Getting Started Template

Copy this starter template and modify it for your use case:

# my_custom_module/logic.py import pandas as pd import numpy as np REQUIRED_VARIABLES = ["MyVariable"] AGGREGATION_SCHEMA = { "baseline": { "options": [ {"id": "original", "label": "Original Data", "default": True} ] }, "correctionOutputs": { "aggregations": [ { "temporal": "daily", "label": "Daily Products", "defaultEnabled": True, "types": [ {"id": "daily_mean", "label": "Daily Mean", "default": True} ] } ] } } def apply_correction(df, frequency="hourly", aggregations=None, output_prefix="Output", transpose=True, **kwargs): # Extended metadata columns _META = {"lat", "lon", "time", "station", "height", "grid", "loc_id", "date"} var_cols = [c for c in df.columns if c.lower() not in _META] # Validate required variables if not var_cols: return {"error": "No variable columns found"} # Parse time and create location ID df = df.copy() df["time"] = pd.to_datetime(df["time"]) df["loc_id"] = df["lat"].round(4).astype(str) + "_" + df["lon"].round(4).astype(str) # Pivot for time-series operations ts_pivot = df.pivot_table(index="time", columns="loc_id", values=var_cols[0]) # Compute daily mean daily = ts_pivot.resample("D").mean() # Format output based on transpose flag if not transpose: daily = daily.reset_index().melt(id_vars="time", var_name="loc_id", value_name="MyVariable_daily_mean") daily[["lat", "lon"]] = daily["loc_id"].str.split("_", expand=True).astype(float) daily = daily.drop(columns=["loc_id"]) return {f"{output_prefix}_Daily_Mean.csv": daily}

How to Upload

1
Go to Corrections Page
Navigate to Corrections in the dashboard sidebar.
2
Fill in Module Details
Enter a label (e.g., "Bias Correction v2"), upload your logic.py and theory.md files.
3
Share (Optional)
Check "Share with Community" to make your module available in the global research library for other users.
4
Upload
Click UPLOAD_SCIENTIFIC_MODULE. Your module will appear in the correction engine dropdown immediately.
⚠️
Your Python script runs in a sandboxed environment. Only pandas, numpy, and scipy are available. If you need additional packages, contact the admin.

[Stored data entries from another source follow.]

PR #558, opened 2022-02-09
feat: Rest hook Lambda

Bingjiling:
Issue #, if available:

Description of changes:

* Create Lambda that sends rest-hook POST and PUT notifications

Frequently Asked Questions

Common questions about using IMDAA Studio.

What file formats can I upload?

IMDAA Studio accepts .zip archives containing NetCDF (.nc) files from the IMDAA reanalysis dataset.

What is the maximum upload size?

In Online mode, the limit is 3 GB per file. In Offline mode, there is no limit — processing happens locally on your machine.

Do I need Python installed?

Only if you use Offline mode. The local server uses Python for scientific data processing. Python 3.9 or later is required. Online mode handles everything on the cloud.

Can I re-use uploaded archives?

Yes. Previously uploaded archives are saved in your workspace. You can select them again during the upload step to create new CSV variants without re-uploading.

What happens to my data?

In Online mode, your data is stored securely on our servers during processing and is only accessible from your authenticated account. In Offline mode, all data stays on your local machine.

How do I switch between Online and Offline mode?

Use the mode toggle in the dashboard header. Offline mode only appears if you've installed the IMDAA Studio PWA app.

What if the offline server won't start?

Run imdaa-studio doctor in your terminal to diagnose common issues. Make sure Node.js v18+ and Python 3.9+ are installed.